Given data:
PR #3445, opened 2023-01-20
[LISFT0123] Alexandre Álvaro

AleAlvo:
- lab done with bonus

### DIFF
--- a/src/viking.js
+++ b/src/viking.js
@@ -1,11 +1,98 @@
 // Soldier
-class Soldier {}
+class Soldier {
+    constructor(health, strength) {
+        this.health = health;
+        this.strength = strength;
+    }
+
+    attack() {
+        return this.strength;
+    }
+
+    receiveDamage(damage) {
+        this.health -= damage;
+    }
+}
 
 // Viking
-class Viking {}
+class Viking extends Soldier{
+    constructor (name, health, strength){
+        super(health, strength);
+        this.name = name;
+    }
+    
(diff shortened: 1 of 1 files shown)


src/viking.js
```diff
@@ -1,11 +1,98 @@
...
+    addSaxon(Saxon){
+        this.saxonArmy.push(Saxon);
+    }
+    
+    vikingAttack(){
+        let saxonIndex = Math.floor(Math.random() * this.saxonArmy.length);
+        let vikingIndex = Math.floor(Math.random() * this.vikingArmy.length);
+        let attackResult = this.saxonArmy[saxonIndex].receiveDamage(this.vikingArmy[vikingIndex].strength);
+        if (this.saxonArmy[saxonIndex].health <= 0) {
+            this.saxonArmy.pop(saxonIndex)
```
webLisbonTA, line 67: Here, you should've used another array method like `.splice()`, just because the `.pop()` method removes the last element of the array. Even if you pass one index inside the method `.pop()`, it will always remove the last element of the array. It passes the tests because it's jasmine, but in another case it probably wouldn't work the way it is supposed to. 
The overall logic is correct, so, here's a method you could use: 
 ```
if (this.saxonArmy[saxonIndex].health <= 0) {
     this.saxonArmy.splice([saxonIndex], 1);
      }
```

webLisbonTA (commented):
Amazing job on the lab Alexandre. Please check out the notes I left you.

PR #3449, opened 2023-01-20
[LISFT0123] Gabriel

gbrlcsgn:


src/viking.js
```diff
@@ -1,11 +1,53 @@
...
+    }
+    battleCry(){
+        return `Odin Owns You All!`
+    }
+}
 
 // Saxon
-class Saxon {}
+class Saxon extends Soldier {
+    attack() {
```
joaopdg, line 39: Since `Saxon` is extending the class `Soldier` and the only thing that is different in the `Saxon` class is the `receiveDamage()` method you don't need the `constructor` neither the `super` here:

```
class Saxon extends Soldier {
  receiveDamage(damage) {
    this.health -= damage;
    if (this.health > 0)
  }
}
```

joaopdg (commented):
Great job on the lab Gabriel, next time try to do the bonus!

PR #3458, opened 2023-01-20
[LISFT0123]Farid

Farid-97:


src/viking.js
```diff
@@ -1,11 +1,89 @@
...
+    }
+    receiveDamage(damage){
+        this.health-=damage
+    }  
+}
 // Viking
-class Viking {}
+class Viking extends Soldier {
+  constructor(name,health,strength){
+    super(name,health,strength)
```
joaopdg, line 17: Viking is extending the class Soldier, this means that Viking inherit health and strength from Soldier.

```
    super(health, strength)
    this.name = name
}

(...)
```

In the constructor you need to pass the 3 arguments, in the super you only need to pass health and strength, and then you just need to declare the variable name, since health and strength is already declared at the class Soldier.

src/viking.js
```diff
@@ -1,11 +1,89 @@
...
+        else {
+    return(`A Saxon has died in combat`)
+        }
+    }
+}
 
 // War
-class War {}
+class War {
+    vikingArmy=[]
```
joaopdg, line 52: When declaring classes you always should put `this.` before the keys:

```
class War {
  constructor() {
    this.vikingArmy = [];
    this.saxonArmy = [];
  }

(...)
```

src/viking.js
```diff
@@ -1,11 +1,89 @@
...
+return fight2
+}
+showStatus(){
+    if (this.saxonArmy<=0){
+        return "Vikings have won the war of the century!"
+    }
+    else if (this.vikingArmy<=0) {
+return "Saxons have fought for their lives and survived another day..."
+    }
+    else if(this.saxonArmy=this.vikingArmy){
```
joaopdg, line 85: Here you want to compare the vikingArray with the saxonArray but you're doing it with just one `=` this is used to reassign a new value to a variable, if you want to compare something you need to use `==` or `===`
```
(...)

    else if(this.saxonArmy === this.vikingArmy){
        return "Vikings and Saxons are still in the thick of battle."
    }

(...)
```
But this is not what you are asked to do in the lab instructions. They want you to print this message if there are still vikings and saxons alive, so the correct condition is:
```
(...)

else if (this.saxonArmy.length >= 1 && this.vikingArmy.length >= 1) {
    }

(...)
```

joaopdg (commented):
Great job on the lab Farid!

PR #3460, opened 2023-01-20
[LISFT0123] André Lisboa

andrelisboapt:
lab done with bonus

### DIFF
--- a/src/viking.js
+++ b/src/viking.js
@@ -1,11 +1,97 @@
 // Soldier
-class Soldier {}
+class Soldier {
+    constructor(health, strength){
+        this.health = health;
+        this.strength = strength;
+        
+    }
+    attack(){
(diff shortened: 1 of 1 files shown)


src/viking.js
```diff
@@ -1,11 +1,97 @@
...
+        
+    }
+}
+
 
 // Viking
-class Viking {}
+class Viking extends Soldier{
+    constructor(name, health, strength){
+        super(name, strength)
```
webLisbonTA, line 21: Since you are extending the Soldier class, you should pass "health" and "strength" in the super, instead of the name.
When referencing you only needed to do `this.name = name;` because the other values you are extending from the parent class Soldier.

webLisbonTA (commented):
Nice work on the lab André. Please check out the notes.

PR #3477, opened 2023-01-22
done

evelinecoen:


src/viking.js
```diff
@@ -1,11 +1,64 @@
...
-class Viking {}
+class Viking extends Soldier {
+    constructor (name, health, strength) {
+    super (health, strength) // the ones that are in the "mother" class 
+    this.name = name 
+    }
+    receiveDamage(damage){
+       this.health = (this.health - damage)    // we need to repeat this one (and not the attack()etc because the conditions are part of this step
+       if (this.health > 0) return `${this.name} has received ${damage} points of damage`
+       if (this.health === 0) return `${this.name} has died in act of combat`
```
webLisbonTA, line 24: Instead of another `if` statement, you should use the `else`, because the health can be less than 0, if the attack is much bigger than the health.
```
if ( this.health > 0 ) return `${this.name} has received ${damage} points of damage`
```
It's better to use the `else`, because it will take care of every event that doesn't match that `if` condition above.

src/viking.js
```diff
@@ -1,11 +1,64 @@
...
+    this.saxonArmy = [];
+}
+ addViking (vikingObject) {
+    this.vikingArmy.push (vikingObject);
+ }
+ addSaxon(saxonObject) {
+    this.saxonArmy.push (saxonObject);
+ }
+vikingAttack(){ 
+}
```
webLisbonTA, line 54: A solution you could've done is:
```
vikingAttack() {
        let randomVikingIndex = Math.floor(Math.random() * this.vikingArmy.length);
        let result = this.saxonArmy[randomSaxonIndex].receiveDamage(this.vikingArmy[randomVikingIndex].strength);
        if (this.saxonArmy[randomSaxonIndex].health <= 0) {
        this.saxonArmy.splice([randomSaxonIndex], 1)}
        return result;
    }
```
First, you store the value of and random index for the viking and the saxon, by using the `Math.floor(Math.random() * this.saxonArmy.length);` method, and multiplying it for the length of the array, so the random value always stays inside the length of the array we want to randomize.
After that, we initialize one variable that will store the result of the fight we are creating. In this 'fight', we grab the random saxon index that we created, and use the `receiveDamage()` function that we had already created earlier. We pass the strength of a random viking and then check the results of that by using a conditional that checks if the saxon stayed alive or died. In the case of him dying, we removed him from the original array.

webLisbonTA (commented):
Good job on the lab. Check the annotations I left you for a better understanding. 
Next time, try to do the bonuses.

PR #3479, opened 2023-01-22
[LISFT0123] Rafaela Umbelino

RafaelaUmbelino:


src/viking.js
```diff
@@ -1,11 +1,105 @@
...
+    }
+    addViking(Viking){
+        this.vikingArmy.push(Viking)
+
+    }
+
+    addSaxon(Saxon){       
+        this.saxonArmy.push(Saxon)
+    }
+    vikingAttack(){
```
lzaquine, line 59: Here, the vikingAttack() function isn't working because you're not properly referencing the Viking army. Also, it uses Viking.strength to attack the Saxon, instead of getting a random Viking from the Viking army and using its attack method. And you're not calling splice correctly. It should be called on the saxonArmy array and passing in the index of the Saxon to remove and the number of items to remove (1) as arguments, not indexSaxon and indexSaxon.

This should fix it:

```
vikingAttack() {
        let indexViking = Math.floor(Math.random() * this.vikingArmy.length);
        let randomViking = this.vikingArmy[indexViking];
        let indexSaxon = Math.floor(Math.random() * this.saxonArmy.length);
        let randomSaxon = this.saxonArmy[indexSaxon];
        let saxonDamage = randomSaxon.receiveDamage(
          randomViking.attack()
        );
          this.saxonArmy.splice(indexSaxon, 1);
        }
        return saxonDamage;
      }
```

src/viking.js
```diff
@@ -1,11 +1,105 @@
...
+        if(randomSaxon.health <= 0){
+            this.saxonArmy.length.splice(indexSaxon, indexSaxon)
+        }
+
+        return saxonDamage;
+
+
+        
+    }
+    saxonAttack(){
```
lzaquine, line 74: Same as explained before!
This should fix it:

```
saxonAttack() {
        let vikingIndex = Math.floor(Math.random() * this.vikingArmy.length);
        let randomViking = this.vikingArmy[vikingIndex];
        let saxonIndex = Math.floor(Math.random() * this.saxonArmy.length);
        let randomSaxon = this.saxonArmy[saxonIndex];
        let vikingDamage = randomViking.receiveDamage(
          randomSaxon.attack()
        );
        if (randomViking.health <= 0) {
          this.vikingArmy.splice(vikingIndex, 1);
        }
        return vikingDamage;
      }
```

lzaquine (commented):
Great job on the lab, Rafaela!

PR #3481, opened 2023-01-23
[LISFT0123] Assebe Kleinert

Assebe:


src/viking.js
```diff
@@ -1,11 +1,63 @@
...
+    soldier1.receiveDamage(50)
+    console.log(soldier1)
+    
+    
 // Viking
-class Viking {}
+class Viking extends Soldier{
+    constructor(name, health, strength){
+    super(health, strength)
+    this.name = name
```
webLisbonTA, line 26: Viking is extending the class Soldier, this means that Viking inherit health and strength from Soldier.
```
    super(health, strength)
    this.name = name
}
(...)
```

src/viking.js
```diff
@@ -1,11 +1,63 @@
...
+    this.health = health
+    this.strength = strength
+
+    }
+    receiveDamage(damage){
+        this.health - damage
```
webLisbonTA, line 32: Here, you need to reference the `this.health`, being it's value minus the damage, so, you need to store that value:
```
receiveDamage(damage) {
     this.health -= damage
     if (this.health > 0) {
     (...) }
```

webLisbonTA (commented):
Good job on the lab. Check the notes for a better understanding, and next time, try to do the bonuses.

PR #852, opened 2021-01-15
[DRAFT] Select current values when rendering the form

### LINKED ISSUE #771: "On this date" should automatically be selected when editing items that previously had embargo date entered.
I opened this item that previously had an embargo date selected. The embargo date is still there, but the radio button selected is for "Immediately." The "On this date" radio button is the one that should be selected here, as it should have been selected when the embargo date was added. 

See https://sul-h2-stage.stanford.edu/works/116/edit

mjgiarlo:
Fixes #771

## Why was this change made?

It appears the app currently lacks code to select the current value for the embargo date, the license, and the created date range. This PR fixes all three. I can now toggle back and forth with expected results.

CI (forthcoming, haven't written tests yet)

None

### DIFF
--- a/app/forms/embargo_date_params_filter.rb
+++ b/app/forms/embargo_date_params_filter.rb
@@ -9,7 +9,7 @@ class EmbargoDateParamsFilter
       next unless dfn[:embargo_date]
 
       name = dfn[:name]
-      date_attributes[name] = deserialize(params, name) if dfn[:assign_if].call(params)
+      date_attributes[name] = params['release'] == 'embargo' ? deserialize(params, name) : nil
     end
 
     params.merge(date_attributes)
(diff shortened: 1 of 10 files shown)


app/forms/embargo_date_params_filter.rb
```diff
@@ -9,7 +9,7 @@ def call(schema, params)
       next unless dfn[:embargo_date]
 
       name = dfn[:name]
-      date_attributes[name] = deserialize(params, name) if dfn[:assign_if].call(params)
+      date_attributes[name] = params['release'] == 'embargo' ? deserialize(params, name) : nil
```
mjgiarlo, line 12: This wipes out the embargo date for a work that used to have an embargo date and then flipped to immediate release.

PR #853, opened 2021-01-15
small CollectionChangeSet refactor

jmartin-sul:
## Why was this change made?

slightly clearer code, hopefully?  in particular, i was briefly confused by the fact that `CollectionChangeSet.from` returned a `PointInTime` (i expected a `CollectionChangeSet` based on the method name).

hopefully the type annotations, and the method and var renaming make things a bit more obvious.

type checker and unit tests

type annotations

### DIFF
--- a/app/controllers/collections_controller.rb
+++ b/app/controllers/collections_controller.rb
@@ -39,10 +39,10 @@ class CollectionsController < ObjectsController
   def update
     collection = Collection.find(params[:id])
     authorize! collection
-    change_set = CollectionChangeSet.from(collection)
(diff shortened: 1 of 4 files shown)


jcoyne (approved):
Awww, I liked the old way....but I can see how this makes more sense.

jmartin-sul:
> Awww, I liked the old way....but I can see how this makes more sense.

😄 thanks for the approval!  yeah, the old way used fewer characters and i agree there was something aesthetically pleasing about the `.from` method.  but hoping the clarity is worth the trade-off.

PR #854, opened 2021-01-15
Extract WorkObserver from work

jcoyne:
## Why was this change made?

This contains business logic that is triggered when state transitions occur. Business logic should not be in the model class.

### DIFF
--- a/app/models/work.rb
+++ b/app/models/work.rb
@@ -27,49 +27,20 @@ class Work < ApplicationRecord
   }
 
   state_machine initial: :new do
-    before_transition do |work, transition|
-      work.events.build(work.event_context.merge(event_type: transition.event))
-    end
+    before_transition WorkObserver.method(:before_transition)
 
-    after_transition on: :begin_deposit do |work, _transition|
-      DepositJob.perform_later(work)
-    end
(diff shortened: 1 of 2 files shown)


app/models/work.rb
```diff
@@ -27,49 +27,20 @@ class Work < ApplicationRecord
...
-      work.events.build(work.event_context.merge(event_type: transition.event))
-    end
+    before_transition WorkObserver.method(:before_transition)
 
-    after_transition on: :begin_deposit do |work, _transition|
-      DepositJob.perform_later(work)
-    end
+    after_transition WorkObserver.method(:after_transition)
+    after_transition on: :begin_deposit, do: WorkObserver.method(:after_begin_deposit)
+    after_transition on: :reject, do: WorkObserver.method(:after_rejected)
```
mjgiarlo, line 34: Trivial question: are you open to renaming `after_rejected` to `after_reject` for symmetry/consistency with the other method names?

mjgiarlo (approved):

app/models/work.rb
jcoyne: Sure, no strong feelings on this one.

Problem:
Copy all lines of the records in which the string "vikingObject" can be found.

Task solution:
+ addViking (vikingObject) {
+    this.vikingArmy.push (vikingObject);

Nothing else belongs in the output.